Formatter - The Formatter API specification




Formatters are Perl Modules conforming to the following specification. Formatters are intended to assist the conversion between different markup syntaxes.


The basic idea of Formatters is to have a simple and standard way to convert from one format to another. This is a common problem across many applications, and so, a simple API for all applications to use is desireable.

Formatters operate on strings. Formatters can convert any string from any format to any other format. For example, you have a plain text string, possibly with a bit of syntax, and you want to convert it to HTML. You will simply use the appropriate Formatter module, and call the format constructor method on it, with the text string as parameter. You may then call either the document or fragment method to get HTML returned.


Module naming convention

A Formatter module should be named with the format it is converted to first, then the format it is converted from. For example, the module Formatter::HTML::Textile will convert from the Textile syntax to HTML.


format($string [, further parameters])

This is a constructor method and shall initialize the formatter. As argument it must take a string with the text that one wants converted. You may pass additional parameters to the constructor, but the Formatter may not rely on it being present. It must not issue a warning or croak if the parameters are not present and must use a sensible default for any missing parameters.

This method must return the object as a blessed reference.


The document method may be called on the object after it has been initialized with the format method. It takes an optional parameter that specifies the character set of the document. The document method must include the charset declaration as appropriate for the output format. For HTML this is a meta element, as specified in section 5.2.2 of the HTML4 specification http://www.w3.org/TR/REC-html40/charset.html#spec-char-encoding. For XML, it can be set with the encoding parameter in the Prolog.

It must return a full document. In the case where an underlying helper module has no concept of full document, the method must nevertheless make a best effort to return something that can be regarded a standalone document.


The fragment method may be called on the object after it has been initialized with the format method. It shall only return a minimal fragment of the converted text, as little as possible markup shall be added to the fragment. In the case where only a full document is available from an underlying helper module, it should make a best effort to strip down to a minimal fragment.
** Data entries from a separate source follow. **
PR #1425, opened 2026-04-15
 Add buffer proper direction tracking and iio_buffer_is_output() public API

nunojsa:
## PR Description

 Previously, determining whether a buffer was used for TX (output) required scanning the device's channels for output scan elements via the internal iio_device_is_tx() helper. This approach was indirect—it queried the device rather than the buffer itself—and the same channel-scanning logic was duplicated across several call sites (iiod responder, compat layer, etc.). More important, the channel logic would not work for devices with more than one buffer (ore we can have in and out buffers)

The kernel (from some time now) expose a direction attribute on each IIO buffer via sysfs, making it possible to know the buffer direction directly without channel scanning and when creating the buffer.

 ### What this series does

 1. Read buffer direction from sysfs in the local backend and store it as a first-class field on struct iio_buffer.
 2. Serialize/deserialize the direction in the XML representation so remote backends also carry the information.
 3. Introduce iio_buffer_is_output() as a new public API, with a fast path when the direction is known and a fallback to channel scanning for older kernels.
 4. Convert all internal callers to the new API and remove the now-unused iio_device_is_tx().
 5. Expose the property in all language bindings (C++, Python, C#).

This should be the last step before supporting multi-buffer devices in libiio.

## PR Type

## PR Checklist


local.c
```diff
@@ -1340,11 +1341,24 @@ static int add_buffer_attributes(struct iio_device *dev, const char *devpath)
...
 		if (!buffer)
 			return -ENOMEM;
 
+		/* A buffer's direction cannot change at runtime, read it now */
+		ret = (int)local_do_read_dev_attr(iio_device_get_id(dev),
+						  0, "direction",
+						  dir_buf, sizeof(dir_buf),
+						  IIO_ATTR_TYPE_BUFFER);
+		if (ret > 0) {
+			if (!strcmp(dir_buf, "in"))
```
dNechita, line 1356: I assume that it's no possible to a different value other than "in" and "out" right? Or should we be extra careful and check for "out" as well?

dNechita (approved):
The commits are well-organized with logical grouping that made the changes easy to follow!

local.c
nunojsa: Nope! This must not change. It would be considered an ABI breakage from the kernel

nunojsa:
Alright! It seems the CI failures are also unrelated! Will merge this then

dNechita:
> Alright! It seems the CI failures are also unrelated! Will merge this then

The CI failures are related to a cmake script that does an audit checking files licenses. Will most likely be fixed soon. So yes, it isn't related to your changes.

PR #1435, opened 2026-04-29
iio_reg: fix context leak on successful register access

999Marius:
## PR Description
`read_reg()` and `write_reg()` returned directly from `main()`, bypassing `err_destroy_context` and leaking the entire IIO context on every successful invocation. Caught with Valgrind during testing.
Store the return value and fall through to the common cleanup block instead. This also fixes `err_destroy_context` incorrectly returning `EXIT_SUCCESS` when device lookup fails.

### Changes
- Store result of `read_reg()`/`write_reg()` in `ret` instead of returning directly
- Return `ret` instead of hardcoded `EXIT_SUCCESS` at cleanup label

## PR Type

## PR Checklist

### DIFF
--- a/utils/iio_reg.c
+++ b/utils/iio_reg.c
@@ -119,15 +119,15 @@ int main(int argc, char **argv)
 	addr = sanitize_clamp("register address", argw[optind + 1], 0, UINT32_MAX);
 
 	if ((argc - optind) == 2) {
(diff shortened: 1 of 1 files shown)


dNechita (approved):
That's a really good finding!
The fix looks good!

This method should return all links found the input plain text string as an arrayref where each element is a hash, with keys url and title, the former containing the URL, the latter the text of the link. If none can be found, an empty list should be returned. If no title can be found, the title key should have an empty string. The title must contain only character data, no markup.


This method should return the title of the document or undef if none can be found.

Return Perl character strings

The methods that return string must make sure those strings are proper character-oriented strings, not byte sequences as they were prior to Perl 5.6.

Inheritance from other modules

A Formatter module may inherit methods from other modules. It may inherit all the methods mentioned above if they exist in a suitable parent class, and also other methods, to aid setting syntax-specific parameters.

Formatter module implementors are encouraged to contact the API author(s) to discuss methods that should be included in the API.

Meaning of fragment vs. document

It is to be anticipated that not all formats have a concept of full document and others not a fragment. To save the user the trouble of dealing with an error situation, the Formatter must make a best effort to return both. What is meant by a fragment and a full document varies from format to format, and must be dealt with on a per format basis.

In the case where it really doesn't make sense to return either a fragment or document, the Formatter may produce a warning, but must nevertheless return a best effort fragment or document.

For HTML, a full document is understood to be a complete and valid HTML document. The largest possible HTML fragment consists of the child elements of the body element, excluding body itself.

For XML, any well-formed XML document can be a full document, and any well-balanced XML region can be a fragment. An XML fragment should not contain a Prolog or Document Type Declaration.


Kjetil Kjernsmo, <kjetilk@cpan.org>


This specification is currently maintained in a Subversion repository. The trunk can be checked out anonymously using e.g.:

  svn checkout http://svn.kjernsmo.net/Formatter/trunk Formatter


The Formatter API was originally conceived on the openguides channel on irc.perl.org. In particular, Tom Insam was an important architect of the API.


The module Formatter::HTML::Preformatted contains a minimal Formatter by the author of the specification.


Copyright (C) 2005 by Kjetil Kjernsmo

This specification can be redistributed and/or modified under the same terms as Perl itself. The author asks that only modules conformant with the specification uses the Formatter:: namespace.